▶ **EXERCISE GOAL**
Would you repeat all the lines below, exactly as they stand?

▶ **DATA**
────────────────────
Issue #1032, opened 2026-09-14
W0-mirror residuals from the #1026 review: direct serialize guard, unscrubbed snapshot writes, filter debug log, tmux capture without -J, section 20 deny-list


stevengonsalvez:
From the security and code reviews of PR #1026 (the #983 redaction layer). Not gating that PR; W0-mirror must close these before a transport ships a frame: (1) nothing stops a direct serde_json::to_value on the pub Serialize types (AppConfig, Session, RepositoryPreset, LogEntry, DaemonStatus) outside serialize_section; redaction is a thread-local only serialize_section sets. Add a guard (a test that greps ainb-app for to_value or to_string on state types outside wire/, or make the derives crate-private behind the seam). (2) app/snapshot.rs:179-192 writes raw capture-pane output to ~/.agents-in-a-box/snapshots every 30 minutes, unscrubbed (pre-existing). (3) pick_repo.rs:530 logs the repo filter verbatim at debug while the frame sends its length. (4) fleet-core read/tmux_pane.rs:33-46 captures without -J so a token split across a wrapped line evades every scrubber quantifier; it does not feed a frame today. (5) Section 20 (T0-section, #1019) carries cwd, current_request and display_name; it goes on the deny-list with a projected view when it rebases onto #1026. (6) AWS coverage is the key id only, not the 40-char secret.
────────────────────
▶ **RESPONSE FOR THIS EXERCISE**
Issue #1032, opened 2026-09-14
W0-mirror residuals from the #1026 review: direct serialize guard, unscrubbed snapshot writes, filter debug log, tmux capture without -J, section 20 deny-list


stevengonsalvez:
From the security and code reviews of PR #1026 (the #983 redaction layer). Not gating that PR; W0-mirror must close these before a transport ships a frame: (1) nothing stops a direct serde_json::to_value on the pub Serialize types (AppConfig, Session, RepositoryPreset, LogEntry, DaemonStatus) outside serialize_section; redaction is a thread-local only serialize_section sets. Add a guard (a test that greps ainb-app for to_value or to_string on state types outside wire/, or make the derives crate-private behind the seam). (2) app/snapshot.rs:179-192 writes raw capture-pane output to ~/.agents-in-a-box/snapshots every 30 minutes, unscrubbed (pre-existing). (3) pick_repo.rs:530 logs the repo filter verbatim at debug while the frame sends its length. (4) fleet-core read/tmux_pane.rs:33-46 captures without -J so a token split across a wrapped line evades every scrubber quantifier; it does not feed a frame today. (5) Section 20 (T0-section, #1019) carries cwd, current_request and display_name; it goes on the deny-list with a projected view when it rebases onto #1026. (6) AWS coverage is the key id only, not the 40-char secret.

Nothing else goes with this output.